John Steinbeck wrote an unfinished book on King Arthur and there I found an apt description of what it means to wield magic or possess magical items when not everybody has them.
I do think it shows quite well, why Da€nerys seems to work so well as a self -insert for several people, why her stans simply do refuse to see the frightening power she has with her dragons. Because it is such an alluring power fantasy!
In the book Lancelot is captured by three mighty sorceresses and remembers his childhood :
[Lancelot’s childhood memory] They put bags of sand against his back to keep him still. And as he lay wedged while his wrenched spine mended, his opponent grew treetop tall in the boy’s mind. Waking and asleep, the blunt spear wiped him from his horse until he found a poultice for his price. Under his left arm there was a tiny knob so small that only he knew it was there. Three turns to the right and half a turn back with the fingers of his left hand, and in mid-course he grew to a black cloud and overwhelmed the fourteen-year old. But the secret knob could do more than that. Two turns right and two left and he could fly and hover and dart. Sometimes in the joust he left his horse and flew ahead and struck the giant bay down - and last - a straight push in and he became invisible. He would wait anxiously to be alone in his sandbags to bring out his dream. It was odd that he had forgotten all about it when his real ability began to grow. And suddenly Lancelot, in the darkness of his prison, knew about magic and necromancy and those who practiced it. “So, that’s it,” he thought. “Poor things - poor unhappy things.” [John Steinbeck, The Acts of King Arthur and his Noble Knights, London 1976, 232f.]

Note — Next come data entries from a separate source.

PR #539, opened 2025-04-06
chore: wrap async-trait to KeyValueIterator & SeekToKey

flaneur2020:
currently `MergeIterator` has a limitation: all the iterators passed to it has to be the same type.

i tried passing a `Box<dyn KeyValueIterator>` to it, but rust type system fails that `KeyValueIterator` is not able to be used as trait object.

```
   --> src/merge_iterator.rs:150:13
    |
150 |     it: Box<dyn KeyValueIterator>,
    |             ^^^^^^^^^^^^^^^^^^^^ `KeyValueIterator` cannot be made into an object
    |
note: for a trait to be "dyn-compatible" it needs to allow building a vtable to allow the call to be resolvable dynamically; for more information visit <https://doc.rust-lang.org/reference/items/traits.html#object-safety>
   --> src/iter.rs:18:14
    |
16  | pub trait KeyValueIterator {
    |           ---------------- this trait cannot be made into an object...
17  |     /// Returns the next non-deleted key-value pair in the iterator.
18  |     async fn next(&mut self) -> Result<Option<KeyValue>, SlateDBError> {
    |              ^^^^ ...because method `next` is `async`
...
40  |     async fn next_entry(&mut self) -> Result<Option<RowEntry>, SlateDBError>;
    |              ^^^^^^^^^^ ...because method `next_entry` is `async`
    = help: consider moving `next` to another trait
    = help: consider moving `next_entry` to another trait
    = help: the following types implement the trait, consider defining an enum where each variant holds one of these types, implementing `KeyValueIterator` for this new enum and using it instead:
              block_iterator::BlockIterator<B>
              filter_iterator::FilterIterator<T>
              mem_table::VecDequeKeyValueIterator
              mem_table::MemTableIterator<'_, T>
              merge_iterator::TwoMergeIterator<T1, T2>
              merge_iterator::MergeIterator<T>
              merge_operator::MergeOperatorIterator<T>
              sorted_run_iterator::SortedRunIterator<'_>
              sst_iter::SstIterator<'_>


```

this pr wraps an `async-trait` to it, so it allows this trait to be used as trait object.

it seems that `async-trait` may help us transforming an `async fn` in the trait into a `-> Box<Future<Output = Result<(), SlateDBError>>>`. it's not considered as a "zero-cost abstraction" due to it has a heap allocation, so having `Box<Future<..>>` is not the default behaviour for `async` functions in the rust compiler.

### DIFF
--- a/src/filter_iterator.rs
+++ b/src/filter_iterator.rs
@@ -5,16 +5,15 @@ use crate::types::RowEntry;
 use crate::utils::is_not_expired;
 use crate::SlateDBError;
 
+pub(crate) type FilterPredicate = Box<dyn Fn(&RowEntry) -> bool + Send + Sync>;
+
 pub(crate) struct FilterIterator<T: KeyValueIterator> {
     iterator: T,
-    predicate: Box<dyn Fn(&RowEntry) -> bool + Send + Sync>,
+    predicate: FilterPredicate,
 }
 
 impl<T: KeyValueIterator> FilterIterator<T> {
-    pub(crate) fn new(
-        iterator: T,
-        predicate: Box<dyn Fn(&RowEntry) -> bool + Send + Sync>,
-    ) -> Self {
+    pub(crate) fn new(iterator: T, predicate: FilterPredicate) -> Self {
         Self {
             predicate,
             iterator,
--- a/src/filter_iterator.rs
+++ b/src/filter_iterator.rs
@@ -1,3 +1,5 @@
+use async_trait::async_trait;
+
 use crate::iter::KeyValueIterator;
 use crate::types::RowEntry;
 use crate::utils::is_not_expired;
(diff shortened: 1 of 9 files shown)


src/filter_iterator.rs
```diff
@@ -1,15 +1,20 @@
...
+
 use crate::iter::KeyValueIterator;
 use crate::types::RowEntry;
 use crate::utils::is_not_expired;
 use crate::SlateDBError;
 
 pub(crate) struct FilterIterator<T: KeyValueIterator> {
     iterator: T,
-    predicate: Box<dyn Fn(&RowEntry) -> bool + Send>,
+    predicate: Box<dyn Fn(&RowEntry) -> bool + Send + Sync>,
```
rodesai, line 10: nit: would probably be worth pulling this out into a type like:
`type FilterPredicate = Box<dyn Fn(&RowEntry) -> bool + Send + Sync>;`

rodesai (approved):
LGTM, one minor in-line comment

src/filter_iterator.rs
flaneur2020: fixed in 5849e0d

PR #542, opened 2025-04-08
RFC: Pluggable manifest store

dmvk:
In an internal use case, we need to manage large amount of SlateDB databases. In such case it's useful to have ability to provide an alternative implementation of the manifest store that doesn't rely on ObjectStore (which is a great default for most). This will help us to:
- Not rely on polling for manifest GC and Compactions.
- Simplify overall fleet management and centralization of GC and Compaction processes.
- Faster manifest change detection.

This PR introduces a minimal interface for providing a custom implementation. It's still a proposal, so it doesn't yet include changes to public APIs like configuration, I want to align on the direction first before moving forward.

WDYT?

### DIFF
--- a/src/manifest/store.rs
+++ b/src/manifest/store.rs
@@ -12,6 +12,7 @@ use crate::transactional_object_store::{
 };
 use crate::utils;
 use crate::SlateDBError::ManifestVersionExists;
+use async_trait::async_trait;
 use chrono::Utc;
 use futures::StreamExt;
 use object_store::path::Path;
@@ -19,7 +20,7 @@ use object_store::Error::AlreadyExists;
 use object_store::{Error, ObjectStore};
 use serde::Serialize;
 use std::collections::BTreeMap;
-use std::ops::RangeBounds;
+use std::ops::{Bound, RangeBounds};
 use std::sync::Arc;
 use std::time::Duration;
 use tracing::warn;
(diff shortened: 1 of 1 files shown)


criccomini:
Ohh, I think @rodesai was thinking about this as well. Will take a look.

criccomini (commented):
The use case makes sense to me. I was talking with @richardartoul about some related stuff this week, actually. WarpStream just published their [garbage collector design](https://www.warpstream.com/blog/taking-out-the-trash-garbage-collection-of-object-storage-at-massive-scale). They discuss delayed queues and reconciliation as ways to get around busy GC. Having the ManifestStore wrap a pluggable backend would allow us to, for example, support a PG manifest store backend. We could then CDC changes into a custom GC that would delete based on the manifest changes in realtime. Pretty slick.

tl;dr This is a good idea. And as I said, something that I think @rodesai wanted all along.

criccomini:
(I also looked at the code changes you have so far and they all make sense to me. It's nice that it shims right in underneath StoredManifest and above ObjectStoreManifestStoreBackend)

src/manifest/store.rs
```diff
@@ -545,40 +553,39 @@ impl ManifestStore {
...
     }
 
-    /// Delete a manifest from the object store.
-    pub(crate) async fn delete_manifest(&self, id: u64) -> Result<(), SlateDBError> {
-        let (active_id, manifest) = self.read_latest_manifest().await?;
-        if active_id == id {
-            return Err(SlateDBError::InvalidDeletion);
-        }
-
-        if manifest
```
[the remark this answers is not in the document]
vigneshc: I see that it is moved elsewhere.

src/manifest/store.rs
```diff
@@ -486,55 +487,62 @@ impl StoredManifest {
...
-    serializer.serialize_str(path.as_ref())
+pub(crate) struct ManifestStore {
+    backend: Box<dyn ManifestStoreBackend>,
+    clock: Arc<dyn Clock + Send + Sync>,
 }
 
-pub(crate) struct ManifestStore {
+#[async_trait]
+pub trait ManifestStoreBackend: Send + Sync {
+    async fn write_manifest(&self, id: u64, manifest: &Manifest) -> Result<(), SlateDBError>;
```
vigneshc, line 506: not: shouldn't it be `write_manifest_if_not_exists`?

vigneshc:
The code looks good. 
I would like to understand the use case more.

Even if the manifest store is backed by something else, specific operations, such as compaction and garbage collection require object store access. How does the separation offer significant benefit for your use case?


#533  ,  #504  - comments here call for a *low latency store* for wal *and* manifest. How does that feature interact with this proposal?

dmvk:
> Even if the manifest store is backed by something else, specific operations, such as compaction and garbage collection require object store access. How does the separation offer significant benefit for your use case?

Imagine you have 100k+ databases that you need to manage in the region. Some of them are dead (sources for clones), some of them still active and you want to perform remote GC and Compactions. To do this effectively and timely (you don't want to store data longer than necessary), you need to be able to reliably detect changes in Manifests. S3 forces you to rely on busy polling loop for multiple-different processes, which is costly and introduces significant latency into overall system.

Again for most use cases, S3 is perfect fit, but if you want to do centralized management of large number of databases, this becomes a problem.

criccomini:
In terms of integration, are you thinking of making the ManifestStoreBackend settable in DbOptions? That seems natural to me...

rodesai:
Nice! This makes a lot of sense to me. I was also thinking about something like this for gc and using a more structured store to track relationships between ssts and the dbs that reference them. The other use case I had in mind was around being able to more efficiently compute the dag of snapshots/clones as that can grow quite large and it gets hard to reconstruct it by just reading manifests from the object store.

dmvk:
> 
In terms of integration, are you thinking of making the ManifestStoreBackend settable in DbOptions? That seems natural to me...

Yes. We might want to hide it behind some "expert" / "experimental" option initially though. I should get back to this next week.

src/manifest/store.rs
dmvk: sounds good 👍

Issue #49, opened 2024-05-11
Design writable snapshot clones


rodesai:
The design laid out in #43 details how database clients can take snapshots of the database. However these snapshots are limited to read-only clients. We should build on this capability to support creating new writable database instances that are based on snapshots.

This ticket covers specifying the requirements for writable clones and then detailing the design for managing them.

rodesai:
I think this will be super useful and is a unique value prop of slatedb because you can spawn a clone anywhere since the backing store is the object store. Some use cases we have in mind:
- blue/green deploys of applications that use slatedb
- sharable "images" of applications that use slatedb
- it can be a good option for supporting writer failover for cases where a system has its own fencing mechanism. For example, with Kafka Streams we'd use slatedb to store internal state, but all application outputs are protected by kafka's transaction protocol. Our state service can failover the writer by creating a new clone from the last snapshot, to avoid competing writers clobbering each other.
- Delta time travel (cc @vigneshc not sure if you have more info about this one)

PR #543, opened 2025-04-10
delete VecDequeIterator

baobaomaomeng:
Removed the VecDequeIterator and replaced it with the ouroboros library's self-referential struct to ensure lifetime safety

### DIFF
--- a/src/mem_table.rs
+++ b/src/mem_table.rs
@@ -1,5 +1,4 @@
 use std::cell::Cell;
-use std::collections::VecDeque;
 use std::ops::{Bound, RangeBounds};
 use std::sync::atomic::{AtomicU64, AtomicUsize, Ordering};
 use std::sync::Arc;
@@ -8,13 +7,13 @@ use async_trait::async_trait;
 use bytes::Bytes;
 use crossbeam_skiplist::map::Range;
 use crossbeam_skiplist::SkipMap;
+use ouroboros::self_referencing;
 use std::sync::atomic::AtomicI64;
 use std::sync::atomic::Ordering::SeqCst;
 
 use crate::bytes_range::BytesRange;
 use crate::error::SlateDBError;
 use crate::iter::{IterationOrder, KeyValueIterator, SeekToKey};
-use crate::merge_iterator::MergeIterator;
 use crate::types::RowEntry;
 use crate::utils::WatchableOnceCell;
 
@@ -87,7 +86,7 @@ impl<T: RangeBounds<Bytes>> From<T> for KVTableInternalKeyRange {
 }
 
 pub(crate) struct KVTable {
-    map: SkipMap<KVTableInternalKey, RowEntry>,
+    map: Arc<SkipMap<KVTableInternalKey, RowEntry>>,
     durable: WatchableOnceCell<Result<(), SlateDBError>>,
     entries_size_in_bytes: AtomicUsize,
     /// this corresponds to the timestamp of the most recent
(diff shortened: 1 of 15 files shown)


src/mem_table.rs
```diff
@@ -123,75 +122,51 @@ pub(crate) struct ImmutableWal {
     table: Arc<KVTable>,
 }
 
-pub(crate) struct MemTableIterator<'a, T: RangeBounds<KVTableInternalKey>> {
+#[self_referencing]
+pub(crate) struct MemTableIteratorIner<T: RangeBounds<KVTableInternalKey>> {
```
flaneur2020, line 126: nit: typo Iner -> Inner

src/mem_table.rs
```diff
@@ -123,75 +122,51 @@ pub(crate) struct ImmutableWal {
...
+    map: Arc<SkipMap<KVTableInternalKey, RowEntry>>,
     /// `inner` is the Iterator impl of SkipMap, which is the underlying data structure of MemTable.
-    inner: Range<'a, KVTableInternalKey, T, KVTableInternalKey, RowEntry>,
+    #[borrows(map)]
+    #[not_covariant]
+    inner: Range<'this, KVTableInternalKey, T, KVTableInternalKey, RowEntry>,
```
flaneur2020, line 131: i am not familiar with `ouroboros`, can you explain a bit about how it works in the pull request summary?

flaneur2020:
i found `ScanIterator<'a>` `SstIterator<'a>` all contain a lifetime constraint, is it possible to keep the lifetime parameter of `MemtableIterator<'a>` as it is?

baobaomaomeng:
> i found `ScanIterator<'a>` `SstIterator<'a>` all contain a lifetime constraint, is it possible to keep the lifetime parameter of `MemtableIterator<'a>` as it is?

sorry，i think it's not possible，it will covariant conflict with self_reference

criccomini:
Discussed in #49

src/mem_table.rs
criccomini: 🤯 I didn't know either. Apparently it adds a `'this` lifetime to the struct, which fields can use. So we no longer need `'a`... seems quite nice.

criccomini (commented):
This LGTM. I confess I don't totally understand the ouroboros stuff. Logically, this seems correct, though. Can you explain in a bit more detail why we need the self-referencing? 😅

baobaomaomeng:
> This LGTM. I confess I don't totally understand the ouroboros stuff. Logically, this seems correct, though. Can you explain in a bit more detail why we need the self-referencing? 😅

the iterator of memtable need memtable lifetime long than iterator,or we will get a error of Dangling References.It‘s same for BlockIterator，but I don't konw if it's nessary to add self reference to sst iterator(what we get is just delet <'a>)

baobaomaomeng:
> This LGTM. I confess I don't totally understand the ouroboros stuff. Logically, this seems correct, though. Can you explain in a bit more detail why we need the self-referencing? 😅

the iterator of memtable need memtable lifetime long than iterator,or we will get a error of Dangling References.It‘s same for SstIterator，but I don't konw if it's nessary to add self reference to sst iterator(what we get is just delet <'a>)

criccomini:
Sounds good. I'd like @agavra / @rodesai  / @hachikuji to be looped in on this one just 'cuz they've done a lot of the iterator work thus far.

criccomini:
@baobaomaomeng I'll either add more comments or merge tomorrow. I want to play around with VecDeq in my IDE first.

criccomini (approved):
Ok! Played around with this a bit. I get it now! This is really cool.

My understanding is that ouroboros allows us to have `item` use the same lifetime as `inner`. This is useful because items are coming from `inner` (they're just cached entries).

Later he confronts the women who hold him against his will.
Lancelot stood up and then sat down again. “I am hungry,” he said. “There was not much mean on the bones you sent.”
“Why should there have been? The dogs had them first. Nevertheless, remember them. They may be your last food. Go on about fear.”
“Maybe it’s too simple, madame. But you know how children, when they are forbidden something they want, sometimes scream and storm and sometimes even hurt themselves in rage. Then they grow quiet and vengeful. But they are not strong enough to revenge themselves on the one they consider their oppressor. Such a one sometimes stamps on an ant, saying, ‘That’s for you, Nursie,’ or kicks a dog and calls him brother, or pulls the wings from a fly and destroys his father. And then, because this world has disappointed him, he builds his own world, where he is king, where he rules not only men and women and animals but clouds and stars and sky. He is inivisible, he flies. No authority can keep him in or out. In his dream he build not only a world but remakes himself as he would wish to be. I guess that’s all. Ususally he makes peace with the world and works out compromises so that the two will not hurt each other badly. There it is, you see.” - “What you say is true, but what then?” - “Well, some few do not make peace. And some of these are locked away as hopelessly insane and full of fantasay. But there are others more clever who, through black arts, learn to make the dream substantial. This is enchantment and necromancy. Not being wise enough or kind enough, the magic manufactured world does not function and many are injured and many killed by its ill design. And then rage comes as to the child, destructive rage, vindictive hate. There lies the fear, for wizards and witches are children, living in a world they made withouth the leavening of pity or the mathematics of organization. And what could be more frightening than a child with total power? A spear and sword are terrrible, God knows. That is why the knight who carries them is first taught pity, justice, mercy, and only last - force. “I am afraid, my ladies, for you are crippled, vengeful children with power. And i am your prisoner.” [Ibid. 242f.]